The ongoing COVID-19 pandemic has affected elective colorectal cancer (CRC) surgical practices, and its impact on mortality after CRC surgical resections has been slowly emerging.  Early on, studies done in Italy and the United Kingdom presented specific recommendations in hopes of reducing the impact on CRC surgical outcomes, but have yet to conclude which of the proposed ideas can be implemented.

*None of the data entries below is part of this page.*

Issue #331, opened 2016-07-28
Convert proto markdown to language-specific doc format in all languages


garrettjonesgoogle:
- [ ] Java
- [ ] PHP
- [ ] Node.js
- [ ] Ruby
- [ ] Python
- [ ] Go
- [ ] C#

bjwatson:
Related PRs for Python:
- https://github.com/googleapis/toolkit/issues/222
- https://github.com/googleapis/toolkit/issues/402

Per @geigerj:

See also

https://github.com/googleapis/toolkit/blob/master/src/main/java/com/google/api/codegen/CommentPatterns.java

and 

https://github.com/googleapis/toolkit/blob/master/src/main/java/com/google/api/codegen/py/PythonSphinxCommentFixer.java

for what Python does here. As discussed offline it would eventually be good to get a proper Markdown processor hooked up to this, like what we have internally.

pongad:
According to an internal wiki, all docs should conform to https://github.com/sirthias/pegdown (Apache licensed). Might be possible to just use it.

jskeet:
As I've noted internally, I would *much* prefer that a lot of this work is done in protoc. Without that, all the generated Javadoc for Java protos and ditto the XML documentation for C# will end up still being done in Markdown.

chrisdunelm:
Not necessary in C#. The C# documentation processors handle markdown fine.

jskeet:
@chrisdunelm: Well, sort of. docfx does, but Visual Studio doesn't (for Intellisense) - and we don't resolve all the inter-proto references etc. It would definitely be *better* if we could generate idiomatic XML documentation, IMO.

chrisdunelm:
OK, marking this as not done for C# again ;)

miraleung:
Looks like this is fixed for Java, and most other languages (save PHP) have migrated to microgenerators. Closing as obsolete.

PR #716, opened 2016-11-03
Fix datastore grpc doc class generation for python and ruby

swcloud:
#716 This is due to datastore API's GqlQuery message's comment contains '$' so we have to escape it, otherwise it will cause java's regex failure (throwing IAE exception)

In https://github.com/googleapis/googleapis/blob/master/google/datastore/v1/query.proto#L232,

-------------------------

Key must match regex `[A-Za-z_$][A-Za-z_$0-9]*`

-------------------------

The original CommentPatterns.PROTO_LINK_PATTERN causes the above [A-Za-z_$][A-Za-z_$0-9] to be parsed as a proto link, using Ruby as an example (similar with Python and NodeJS)

In RDocCommentFixer.java:
```
  private static String rdocifyProtoMarkdownLinks(String comment) {
    StringBuffer sb = new StringBuffer();
    Matcher m = CommentPatterns.PROTO_LINK_PATTERN.matcher(comment);
    if (!m.find()) {
      return comment;
    }
    do {
      m.appendReplacement(sb, String.format("%s", protoToRubyDoc(m.group(1))));
    } while (m.find());
    m.appendTail(sb);
    return sb.toString();
  }
```

When m.appendReplacement is called, the second argument contains a '$' in it (because m.group(1) is A-Za-z_$, so that causes appendReplacement to throw IAE.

### DIFF
--- a/src/main/java/com/google/api/codegen/CommentPatterns.java
+++ b/src/main/java/com/google/api/codegen/CommentPatterns.java
@@ -27,6 +27,6 @@ public final class CommentPatterns {
   public static final Pattern CLOUD_LINK_PATTERN =
       Pattern.compile("\\[([^\\]]+)\\]\\(((?!\\p{Alpha}+:)[^\\)]+)\\)");
   public static final Pattern PROTO_LINK_PATTERN =
-      Pattern.compile("\\[([^\\]]+)\\]\\[([A-Za-z_][A-Za-z_.0-9]*)*\\]");
+      Pattern.compile("\\[([^\\]]+)\\]\\[([A-Za-z_][A-Za-z_.0-9]*)?\\]");
   public static final Pattern HEADLINE_PATTERN = Pattern.compile("^#+", Pattern.MULTILINE);
 }
--- a/src/main/java/com/google/api/codegen/CommentPatterns.java
+++ b/src/main/java/com/google/api/codegen/CommentPatterns.java
@@ -26,6 +26,7 @@ public final class CommentPatterns {
       Pattern.compile("\\[([^\\]]+)\\]\\((\\p{Alpha}+:[^\\)]+)\\)");
   public static final Pattern CLOUD_LINK_PATTERN =
       Pattern.compile("\\[([^\\]]+)\\]\\(((?!\\p{Alpha}+:)[^\\)]+)\\)");
-  public static final Pattern PROTO_LINK_PATTERN = Pattern.compile("\\[([^\\]]+)\\]\\[[^\\]]*\\]");
+  public static final Pattern PROTO_LINK_PATTERN =
+      Pattern.compile("\\[([^\\]]+)\\]\\[([A-Za-z_][A-Za-z_.0-9]*)*\\]");
   public static final Pattern HEADLINE_PATTERN = Pattern.compile("^#+", Pattern.MULTILINE);
 }
--- a/src/main/java/com/google/api/codegen/py/PythonSphinxCommentFixer.java
+++ b/src/main/java/com/google/api/codegen/py/PythonSphinxCommentFixer.java
@@ -37,7 +37,8 @@ public class PythonSphinxCommentFixer {
       return comment;
     }
     do {
-      m.appendReplacement(sb, String.format("``%s``", m.group(1)));
+      // proto display name may contain '$' which needs to be escaped using Matcher.quoteReplacement
+      m.appendReplacement(sb, Matcher.quoteReplacement(String.format("``%s``", m.group(1))));
     } while (m.find());
     m.appendTail(sb);
     return sb.toString();
--- a/src/main/java/com/google/api/codegen/py/PythonSphinxCommentFixer.java
+++ b/src/main/java/com/google/api/codegen/py/PythonSphinxCommentFixer.java
@@ -22,8 +22,6 @@ public class PythonSphinxCommentFixer {
 
   /** Returns a Sphinx-formatted comment string. */
   public static String sphinxify(String comment) {
-    // escape '$' in the comment first
-    comment = comment.replaceAll("\\$", "\\\\\\$");
     comment = CommentPatterns.BACK_QUOTE_PATTERN.matcher(comment).replaceAll("``");
     comment = comment.replace("\"", "\\\"");
     comment = sphinxifyProtoMarkdownLinks(comment);
@@ -53,7 +51,9 @@ public class PythonSphinxCommentFixer {
       return comment;
     }
     do {
-      m.appendReplacement(sb, String.format("`%s <%s>`_", m.group(1), m.group(2)));
+      // absolute markdown links may contain '$' which needs to be escaped using Matcher.quoteReplacement
+      m.appendReplacement(
+          sb, Matcher.quoteReplacement(String.format("`%s <%s>`_", m.group(1), m.group(2))));
     } while (m.find());
     m.appendTail(sb);
     return sb.toString();
@@ -67,8 +67,11 @@ public class PythonSphinxCommentFixer {
       return comment;
     }
     do {
+      // cloud markdown links may contain '$' which needs to be escaped using Matcher.quoteReplacement
       m.appendReplacement(
-          sb, String.format("`%s <https://cloud.google.com%s>`_", m.group(1), m.group(2)));
+          sb,
+          Matcher.quoteReplacement(
+              String.format("`%s <https://cloud.google.com%s>`_", m.group(1), m.group(2))));
     } while (m.find());
     m.appendTail(sb);
     return sb.toString();
--- a/src/main/java/com/google/api/codegen/py/PythonSphinxCommentFixer.java
+++ b/src/main/java/com/google/api/codegen/py/PythonSphinxCommentFixer.java
@@ -22,6 +22,8 @@ public class PythonSphinxCommentFixer {
 
   /** Returns a Sphinx-formatted comment string. */
   public static String sphinxify(String comment) {
+    // escape '$' in the comment first
+    comment = comment.replaceAll("\\$", "\\\\\\$");
     comment = CommentPatterns.BACK_QUOTE_PATTERN.matcher(comment).replaceAll("``");
     comment = comment.replace("\"", "\\\"");
     comment = sphinxifyProtoMarkdownLinks(comment);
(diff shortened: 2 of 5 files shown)


src/main/java/com/google/api/codegen/py/PythonSphinxCommentFixer.java
```diff
@@ -22,6 +22,8 @@
 
   /** Returns a Sphinx-formatted comment string. */
   public static String sphinxify(String comment) {
+    // escape '$' in the comment first
+    comment = comment.replaceAll("\\$", "\\\\\\$");
```
bjwatson: Why so many backslashes?

swcloud: For each \, you need to two extra \\, any better way?

jmuk: http://docs.oracle.com/javase/7/docs/api/java/lang/String.html#replace(java.lang.CharSequence,%20java.lang.CharSequence) This can be used?

src/main/java/com/google/api/codegen/py/PythonSphinxCommentFixer.java
```diff
@@ -22,6 +22,8 @@
 
   /** Returns a Sphinx-formatted comment string. */
   public static String sphinxify(String comment) {
+    // escape '$' in the comment first
```
jmuk: It is unclear to me why '$' needs to be replaced. Can you bring a URL to explain what '$' sign means in Sphinx?

src/main/java/com/google/api/codegen/ruby/RDocCommentFixer.java
```diff
@@ -21,8 +21,10 @@
 /** Utility class for formatting source comments to follow RDoc style. */
 public class RDocCommentFixer {
 
-  /** Returns a Sphinx-formatted comment string. */
+  /** Returns a RDoc-formatted comment string. */
   public static String rdocify(String comment) {
+    // escape '$' in the comment first
```
jmuk: ditto for RDoc or YARD link

src/main/java/com/google/api/codegen/py/PythonSphinxCommentFixer.java
geigerj: Do we need to undo the extra backslashes at the end so that the generated comment doesn't contain the escape characters?

src/main/java/com/google/api/codegen/py/PythonSphinxCommentFixer.java
swcloud: This has nothing to do with Sphinix. This is java regex API's requirement, for example, https://github.com/googleapis/toolkit/blob/master/src/main/java/com/google/api/codegen/ruby/RDocCommentFixer.java#L64, The second argument of 'appendReplacement' cannot contain a non-escaped '$' in it.

src/main/java/com/google/api/codegen/py/PythonSphinxCommentFixer.java
bjwatson: 👍 to @jmuk's suggestion. We're not doing any abstract pattern matching here. Literals are fine. (i.e. `fgrep` rather than `egrep`)

swcloud: @jmuk Do you mean we should use 'replace' instead of 'replaceAll'?

src/main/java/com/google/api/codegen/CommentPatterns.java
```diff
@@ -26,6 +26,7 @@
       Pattern.compile("\\[([^\\]]+)\\]\\((\\p{Alpha}+:[^\\)]+)\\)");
   public static final Pattern CLOUD_LINK_PATTERN =
       Pattern.compile("\\[([^\\]]+)\\]\\(((?!\\p{Alpha}+:)[^\\)]+)\\)");
-  public static final Pattern PROTO_LINK_PATTERN = Pattern.compile("\\[([^\\]]+)\\]\\[[^\\]]*\\]");
+  public static final Pattern PROTO_LINK_PATTERN =
+      Pattern.compile("\\[([^\\]]+)\\]\\[([A-Za-z_][A-Za-z_.0-9]*)*\\]");
```
bjwatson: This doesn't look right. I think what you want here is `\\[([^\\]]+)\\]\\[[A-Za-z_][A-Za-z_.0-9]*]*\\]`.

jmuk: I'm not sure why an asterisk appears after `([A-Za-z_][A-Za-z_.0-9]*)`. Why that?

bjwatson:
@jmuk Like fuzzing?

jmuk:
oh, not saying that random :)

I'd like to recommend to copy&paste some comments which causes this problem from the production proto files (or write something by ourselves).

bjwatson:
Got it. SGTM

src/main/java/com/google/api/codegen/CommentPatterns.java
jmuk: `?` is better if so. `([A-Za-z_][A-Za-z_.0-9]*)?`

geigerj: Actually, I think I like the one we use [in packman](https://github.com/googleapis/packman/blob/master/lib/api_repo.js#L951) best:`([A-Za-z_]+(\\.[A-Za-z_0-9]+)*)`

jmuk: @geigerj I like that, but I'm afraid that it's not strictly correct, it's going to be `([A-Za-z_][A-Za-z_0-9]*(\\.[A-Za-z_][A-Za-z_0-9]*)*)` in that way.

swcloud: @geigerj But that would not allow the second group to be empty

swcloud: Actually there still be problem with the current approach. For example, [A-Za-z_$][a.b.c.d] is considered to be valid proto link, since we allow '$' within the first pair of [] , so a.b.c.d will be removed. So as long as comment string contains [<anything>][a.b.c.d], it will be parsed as a valid proto link, which will have the problem of removing the content within the second pair of bracket. As @jmuk mentioned, #331 may be the right approach. But in the mean time, we will have to live with is imperfect solution.

swcloud:
@jmuk @bjwatson @geigerj I added unit test cases to test how Python/Ruby/NodeJS CommentFixer should handle '$' to avoid throw IAE. These are not comprehensive test cases for the CommentFixers, because I think this PR should focus on related problems. I filed https://github.com/googleapis/toolkit/issues/722 to add more comprehensive tests. I think @geigerj understands best for these markdown link requirements, so I assigned it to him.

swcloud:
@jmuk I updated the description to add more details how this problem is caused.

src/main/java/com/google/api/codegen/CommentPatterns.java
geigerj: > But that would not allow the second group to be empty such as [book][]

As @jmuk mentioned, you can use the `?` operator to achieve that effect.

> For example, [A-Za-z_$][a.b.c.d] is considered to be valid proto link, since we allow '$' within the first pair of []

I think we should treat `[A-Za-z_$][a.b.c.d]` as a valid proto link for the time being. Without any knowledge of the proto namespace we are working with there is no way to distinguish this programmatically from a link to a proto called `a.b.c.d` with display text `A-Za-z_$`.

swcloud:
@jmuk @bjwatson @geigerj PTAL

src/test/java/com/google/api/codegen/ProtoDocumentLinkTest.java
```diff
@@ -0,0 +1,99 @@
...
+    Matcher m;
+    m = CommentPatterns.PROTO_LINK_PATTERN.matcher("[Shelf][google.example.library.v1.Shelf]");
+    Truth.assertThat(m.find()).isTrue();
+    m = CommentPatterns.PROTO_LINK_PATTERN.matcher("[Shelf][]");
+    Truth.assertThat(m.find()).isTrue();
+    m = CommentPatterns.PROTO_LINK_PATTERN.matcher("[$Shelf][]");
+    Truth.assertThat(m.find()).isTrue();
+    m = CommentPatterns.PROTO_LINK_PATTERN.matcher("[][abc]");
+    Truth.assertThat(m.find()).isFalse();
+    m = CommentPatterns.PROTO_LINK_PATTERN.matcher("[A-Za-z_$][A-Za-z_$0-9]");
```
bjwatson: It's kind of confusing to use something that looks like a regex here. `[$Shelf][$abc]` would fit better with the other examples.

geigerj: It's common for proto comments to contain regular expressions that describe the format of string fields, and those can almost look like markdown links if they have two character classes in a row. (That's what triggered this PR originally...) I think it's OK to retain this as a sort of regression test; Song could also add the example you gave.

swcloud: The reason why [A-Za-z_$][A-Za-z_$0-9] is added as a test case is that it is a corner case causing the issue.

bjwatson:
OK, makes sense. Comments will help make this clear.

jmuk:
I was thinking of adding comments to library.proto (so that you can make sure everything is fine in the baseline files on every language).

It is actually not safe as unit tests you wrote, but it could reveal errors on other languages too.

swcloud:
If we want to comprehensive unit test cases and comments, it should be done in #722 separately.

src/test/java/com/google/api/codegen/ProtoDocumentLinkTest.java
```diff
@@ -23,19 +23,25 @@
...
+    // Display name may contain special character '$'
     m = CommentPatterns.PROTO_LINK_PATTERN.matcher("[$Shelf][]");
     Truth.assertThat(m.find()).isTrue();
+    // Display name may NOT be empty
     m = CommentPatterns.PROTO_LINK_PATTERN.matcher("[][abc]");
     Truth.assertThat(m.find()).isFalse();
+    // Fully qualified name may NOT contain special character '$'
     m = CommentPatterns.PROTO_LINK_PATTERN.matcher("[A-Za-z_$][A-Za-z_$0-9]");
     Truth.assertThat(m.find()).isFalse();
+    // Fully qualified name many NOT be numbers only
```
bjwatson: Nit: s/many/may/

swcloud: Thanks!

During the early weeks of the pandemic, there was uncertainty surrounding the influence of the SARS-CoV-2 virus on CRC surgical patients as well as intensive care capacity. Various recommendations were put in place to alter CRC surgical practices, which in turn would help reduce mortality. Researchers in Italy proposed that a benefit of changing surgical practices would be that it would reduce postoperative complications such as anastomotic leaks. They hypothesized that laparoscopic surgery for CRC would be the answer, although there remains a lot of uncertainty in regards to whether or not the SARS-CoV-2 virus would survive in the CO2

used for the surgery. Hematologists in the U.K. suggested that another benefit would be to decrease the need for intensive care at a time when hospital resources are being redirected towards the pandemic. A third benefit would be to reduce complications which would drastically reduce the length of hospital stay while releasing bed space, which would in turn reduce the risk of hospital-acquired infections. Despite the benefits of the proposed changes in CRC surgical practices, elective CRC surgeries must continue in order to prevent delayed operations and/or an increase in emergency procedures at a later time. 

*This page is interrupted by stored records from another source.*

PR #718, opened 2016-11-03
Support Invalid and Any resource names

michaelbausor:


src/test/java/com/google/api/codegen/testdata/library_gapic.yaml
```diff
@@ -26,11 +26,15 @@ license_header:
 collections:
   - name_pattern: shelves/{shelf_id}
     entity_name: shelf
+invalid_collections:
```
garrettjonesgoogle: I think I'd like to avoid the use of 'invalid' because it can be misinterpreted.

src/main/java/com/google/api/codegen/config/UnformattedResourceNameConfig.java
```diff
@@ -0,0 +1,58 @@
...
+import com.google.api.tools.framework.model.SimpleLocation;
+import com.google.auto.value.AutoValue;
+import javax.annotation.Nullable;
+
+/**
+ * UnformattedResourceNameConfig represents a resource name configuration that accepts a particular
+ * unformatted value.
+ */
+@AutoValue
+public abstract class UnformattedResourceNameConfig implements ResourceNameConfig {
```
garrettjonesgoogle: I'm not sure that "Unformatted" conveys quite what we want. I am currently favoring "Fixed".

src/test/java/com/google/api/codegen/testdata/library_gapic.yaml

A cohort study at the University of Birmingham, U.K., conducted by Bhangu. A et a,l analyzed patients undergoing CRC resection without any suspicion of COVID-19. The data were collected on eligible patients from the first recorded case of COVID-19 through April 19, 2020. Eligible patients were 18 years and older, looking to undergo elective CRC surgery. The study particularly focused on patients who had a stoma, in which their surgeons were asked if this was their “normal practice” or a “change in practice due to COVID-19.” Patients with a stoma with a change in practice due to COVID-19 were labelled as “COVID-end-stoma.” The study concluded that the rate of stoma formation was 34.2% as opposed to the 27.2% which was seen before the pandemic started. A total of 1.8% of patients died within 30 days of surgery, 3.8% went onto develop postoperative COVID-19, and 4.9% had an anastomotic leak. While anastomotic leaks were lower pre-pandemic (4.9% vs 7.7%) and length of hospital stays was shorter (6 vs 7 days), mortality was higher post-pandemic (1.7% vs 1.1%). The causes of change in practice in patients who had a COVID-stoma were recommendations from specialty associations, to avoid possible complications requiring critical care, wish to reduce length of inpatient stay, fear of patients suffering from a SARS-CoV-2 infection postoperatively, lack of access to postoperative intensive care, and very difficult working conditions with donning full PPE.

Alterations in surgical practices for CRC surgeries is an effort to decrease the duration of surgery, resource usage, and hospital stay.